KI-Glossar
Das vollständige Wörterbuch der Künstlichen Intelligenz
t-SNE
Non-linear dimensionality reduction algorithm using probability distributions to preserve local structures when visualizing high-dimensional data.
Perplexity
Crucial t-SNE parameter controlling the effective number of neighbors considered for each point, influencing the balance between local and global structure.

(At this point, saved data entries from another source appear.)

PR #3122, opened 2024-02-09
LF-4082 RTK Query setup and fetching inventory

kathyavini:
**Description**

This creates the RTK Query `apiSlice.ts` and associated changes. You can see that once that part was done, fetching the inventory into the new container was a piece of cake! ☺️ Right now the inventory displays as a wall of text. Please comment out the tag invalidation line to observe caching.

Reference was @antsgar's wonderful PR #3019 and the only differences were due to the migration to TypeScript.

NOTE: I did not migrate the [`useQueries` custom wrapper](https://github.com/LiteFarmOrg/LiteFarm/pull/3019/files#diff-a5fa4ddca7a025f39751bab0473f53135a043ceb94fb6e3295c222fee59021c3), as I could not figure out how to do so without losing the type safety of the built-in RTK-Query hooks -- that is a TS conversion well beyond my skills (and might even be impossible). See code note below.

Jira link: https://lite-farm.atlassian.net/browse/LF-4082

**Type of change**

**How Has This Been Tested?**

- [ ] Passes test case
- [ ] Other (please explain)

**Checklist:**


packages/webapp/src/containers/Animals/Inventory/index.tsx
```diff
@@ -0,0 +1,53 @@
...
+function AnimalInventory() {
+  const dispatch = useDispatch();
+
+  // For demonstration only! (remove to observe caching); force refresh via:
+  dispatch(api.util.invalidateTags(['Animals', 'AnimalBatches', 'AnimalGroups']));
+
+  const { data: animals } = useGetAnimalsQuery();
+  const { data: animalBatches } = useGetAnimalBatchesQuery();
+  const { data: animalGroups } = useGetAnimalGroupsQuery();
+
```
kathyavini, line 35: This is the point at which type-checking will be enforced on the returned data based on the interfaces that were provided in `apiSlice.ts`-- it's fun to see by trying to access existent + non-existent properties on each of those data objects.

Although these can be successfully batched with the wrapper function `useQueries` linked above:

```ts
const { data, isLoading } = useQueries([
  { hook: useGetAnimalsQuery, label: 'animals' },
  { hook: useGetAnimalBatchesQuery, label: 'animalBatches' },
  { hook: useGetAnimalGroupsQuery, label: 'animalGroups' },
]);

const { animals, animalBatches, animalGroups } = data;
```

I never figured out how to modify the wrapper to still get that type checking.

packages/webapp/src/containers/userFarmSlice.ts
```diff
@@ -1,46 +1,75 @@
...
+}
+
+interface UserFarm {
+  farm_id: string;
+  user_id: string;
+  units: Units;
+
+  // https://www.typescriptlang.org/glossary#index-signatures
+  [key: string]: any;
+}
```
kathyavini, line 19: I looked a bit more into this and I think the index signature is still the best way to avoid having to write out the whole interface to `UserFarm` (a Partial would be correct as well, but would still require the base interface which I think we want to avoid in these situations where it's not relevant and we aren't trying to type check on it).

packages/webapp/src/apiConfig.js
```diff
@@ -1,5 +1,5 @@
 /*
- *  Copyright 2019-2022 LiteFarm.org
+ *  Copyright 2019-2024 LiteFarm.org
```
Duncan-Brain, line 2: Does the new copyright standard just use the one current year now? https://lite-farm.atlassian.net/wiki/spaces/LITEFARM/pages/1269202970/Copyright+GNU+General+Public+License

SayakaOno (commented):
@kathyavini are the APIs being called over and over again in `/inventory` for you?

packages/webapp/src/apiConfig.js
Duncan-Brain: Well I have been doing it wrong then lol -- I remember Ivan sharing some kind of blog saying 1 year was enough. I think I have actually deleted these intervals in favour of 1 year approach.

packages/webapp/src/store/api/apiSlice.ts
```diff
@@ -0,0 +1,55 @@
+/*
+ *  Copyright 2023-2024 LiteFarm.org
```
SayakaOno, line 2: I think this can be `2024`.

packages/webapp/src/store/api/types/index.ts
```diff
@@ -0,0 +1,60 @@
...
+ *  LiteFarm is distributed in the hope that it will be useful,
+ *  but WITHOUT ANY WARRANTY; without even the implied warranty of
+ *  MERCHANTABILITY or FITNESS FOR A PARTICULAR PURPOSE. See the
+ *  GNU General Public License for more details, see <https://www.gnu.org/licenses/>.
+ */
+
+// If we don't necessarily want to type an endpoint
+export type Result = Array<{ [key: string]: any }>;
+
+export interface Animal {
```
SayakaOno, line 19: We need to add `internal_identifier` and `photo_url` to Animal and AnimalBatch ([PR](https://github.com/LiteFarmOrg/LiteFarm/pull/3125)), can it be done now??

packages/webapp/src/store/api/apiSlice.ts
kathyavini: I wanted to give credit to @antsgar for the code she wrote in 2023 (upon which this was based!) 😄 But I guess since it never got merged, this is a bit confusing.

packages/webapp/src/apiConfig.js
kathyavini: Oh no 😂  The original block we were copy-pasting had all the years that LiteFarm was active, and I think Ivan was just asking us to get rid of all the other dates if the file itself hadn't existed back then. I think this method with the range of dates (from creation up to last modification) is pretty standard.

packages/webapp/src/store/api/apiSlice.ts
```diff
@@ -0,0 +1,55 @@
...
+    },
+    responseHandler: 'content-type',
+  }),
+  tagTypes: ['Animals', 'AnimalBatches', 'AnimalGroups'],
+  endpoints: (build) => ({
+    // redux-toolkit.js.org/rtk-query/usage-with-typescript#typing-query-and-mutation-endpoints
+    // <ResultType, QueryArg>
+    getAnimals: build.query<Animal[], void>({
+      query: () => `${animalsUrl}`,
+      providesTags: ['Animals'],
```
Duncan-Brain, line 42: Just wondering are we waiting until we have more endpoints to do specific animal tags? 

To get both individual animal tags and we could do : 
```
(result, error, userFarm) => {
  const tags= result.map((animal) => return {type: 'Animal', id: animal.id});
  tags.push {return type: 'FarmAnimals', id: userFarm.farm_id}
}
```

Just have to pass in useFarm on the query selector.

packages/webapp/src/store/api/apiSlice.ts
```diff
@@ -0,0 +1,55 @@
...
+ *  MERCHANTABILITY or FITNESS FOR A PARTICULAR PURPOSE. See the
+ *  GNU General Public License for more details, see <https://www.gnu.org/licenses/>.
+ */
+
+import { createApi, fetchBaseQuery } from '@reduxjs/toolkit/query/react';
+import { RootState } from '../store';
+import { animalsUrl, animalBatchesUrl, animalGroupsUrl, url } from '../../apiConfig';
+import type { Animal, AnimalBatch, AnimalGroup } from './types';
+
+export const api = createApi({
```
Duncan-Brain, line 21: As mentioned on Antos PR I think this file is going to get huge. I know the redux docs have this pattern for their examples but in the class I took they did it like this:

```
store 
> apis 
    > animalBatchesApi 
    > animalApi
> slices
    > whateverSlice
> thunks
    > whateverThunk
```

This has the benefit of setting the baseQuery to match the endpoints, we can start using the new pattern where we don't have to pass in user_id to the headers for the other routes. And of course the nice pattern of making an redux api for each new table.

packages/webapp/src/store/api/types/index.ts
```diff
@@ -0,0 +1,64 @@
+/*
```
Duncan-Brain, line 1: Just wondering if the redux store is the best location for types. As we start converting our codebase to .ts I get the feeling we will be using types in our containers or components or even backend too.

packages/webapp/src/containers/userFarmSlice.ts
Duncan-Brain: I think this interface could go in your new types file as we scope our data hierarchy. I think its good to write out the whole interface but I also am good with the idea of leaving it for now and maybe using whatever we touch as candidates for the next .ts update. Like a contagion we can create a ticket and say we need to update userFarm to .ts next.

packages/webapp/src/store/api/apiSlice.ts
kathyavini: Oh shoot I meant to ask about this in meeting this morning because I don't quite follow.

The idea is that you can create a new tag and entity (the singular animal) based upon the `/animals` endpoint, without ever having to have an actual `GET` singular animal endpoint? I didn't know that was a pattern, but it sounds interesting.

What I don't follow is the role of `userFarm` though, since the base endpoint was already only for one farm. I would think the nested tag would want to be associated with `animal.id`, not `farm_id`.

packages/webapp/src/containers/userFarmSlice.ts
kathyavini: Yeah, let's talk about that with @antsgar when she returns in terms of how we want to manage the transition over to TS. I would prefer to not write any interfaces that we aren't actively using in code (i.e. where we aren't actually type checking on the properties) because it feels like bloat. So I like the "whatever we touch" approach personally (like the full interface would be written the day we use the `userFarm` selector in a TS file and need the properties), but it might be easier to establish a system now rather than do piecemeal 🤔

packages/webapp/src/store/api/apiSlice.ts
Duncan-Brain: The idea is you can invalidate tags for an individual animal (update, remove). The backend endpoint/query param will still be needed. 

For 'FarmAnimals' tag -- its essentially the same as ['Animals'] you have currently as its goal would be to refresh all animals.  I just chose a structure which is probably not necessary.... The example I have from my class uses users.id to go with something like 'UsersMovies' tag. I was just transposing.

packages/webapp/src/store/api/apiSlice.ts
kathyavini: I think Anto said we will start with one file but almost certainlly move to some sort of chunking. But looking at this closer, I'm not sure about one file-one endpoint (is that what the diagram is indicating?) I guess I would have thought of chunking all the animal endpoints together, although now I realize our API wasn't really set up like that with a common base URL 🤔

Duncan-Brain (approved):
It seems to be working well for me ! I did not see the multiple requests at first but navigating around added it. If you want to keep the demonstration you could make the dispatch into a button 😄 .

I just added a few architecture questions mostly carried over from the template PR. 

My main approval question was about if breed name, and type name should be retrieved here or if there is another PR supposed to do those RTK queries. I think we decided it can go in the "implement table" PR.

packages/webapp/src/store/api/types/index.ts
kathyavini: Discussed in tech daily but want to leave a ping to discuss with @antsgar too.

Yeah I think your idea of having an animal type that we use throughout the frontend (and then extend to get the `apiSlice` interface) makes sense -- and I agree, must avoid interface duplication 👍 👍 👍 Would love to discuss types organization generally as even within the RTK Query docs alone there were several patterns.

packages/webapp/src/store/api/apiSlice.ts
Duncan-Brain: Even all the animal endpoints together could get chunky -- image addOne, removeOne, addMany, fetchOne, fetchMany etc etc. for each of animal, animal batches, animal groups, animal identifiers, animal sexes, breeds, types etc. etc.

With one per endpoint it would mirror our routes/models/tables with probably one clearly defined get, post, and delete and typings for most.

kathyavini: True, true. And yes it does feel particularly appealing to mirror the routes file exactly...!

antsgar (approved):
Looks and works great, so excited to see this one come to life!

SayakaOno:
@kathyavini I was looking at `dispatch(api.util.invalidateTags(['Animals', 'AnimalBatches', 'AnimalGroups']))`, it doesn't seem to refetch when reloading...?
This is off topic, but if a query needs refetching every time on mount, passing `refetchOnMountOrArgChange`(https://redux-toolkit.js.org/rtk-query/api/createApi#refetchonmountorargchange) `true` to the hook may be what we need to do.

kathyavini:
@SayakaOno wait are you saying that dispatching `invalidateTags` in the component creates an infinite loop OR does nothing that all then??! 😓

I like the sound of `refetchOnMountOrArgChange`!! I thought it was something we would need especially while testing, but I think it sounds like a good default always to refetch on page reload.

Kullback-Leibler divergence
Cost function used in t-SNE measuring the dissimilarity between probability distributions in high and low-dimensional space.
Similarity matrix
Mathematical structure representing probabilistic relationships between pairs of points in the original space, based on Gaussian distances.
Gaussian kernel
Exponential kernel function used to convert Euclidean distances into conditional probabilities in high-dimensional space.
t-distribution
Heavy-tailed probability distribution used in low-dimensional space to effectively separate similar points from dissimilar ones.
Crowding Problem
Phenomenon where high-dimensional points become compressed in reduced space, solved by t-SNE through the t-distribution.
Barnes-Hut t-SNE
Optimized variant of t-SNE using a quadtree approximation to reduce computational complexity from O(n²) to O(n log n).
Early Exaggeration
Initial phase of t-SNE that artificially amplifies similarities to form well-separated clusters before final refinement.
Gradient Descent
Iterative optimization algorithm that minimizes KL divergence by gradually adjusting positions in the low-dimensional space.
Learning Rate
Parameter controlling the magnitude of position updates at each iteration, crucial for convergence and final quality.
Momentum
Convergence acceleration technique that adds a fraction of the previous gradient to the current gradient in t-SNE optimization.
Local Structure
Preservation of immediate neighborhood relationships between points, a main characteristic of t-SNE unlike global structures.
Conditional Probabilities
Symmetrized similarity measures between points calculated as probabilities that one point chooses another as a neighbor.
Multi-Scale t-SNE
Extension of t-SNE that combines multiple perplexities to simultaneously capture local and global data structures.
Parametric t-SNE
Variant that learns a parametric mapping function allowing projection of new data without full recalculation.
Trustworthiness
Evaluation metric quantifying the preservation of close neighbors in the projection compared to the original space.
Neighborhood Graph
Graph structure representing neighborhood relationships used to initialize and visualize similarities in t-SNE.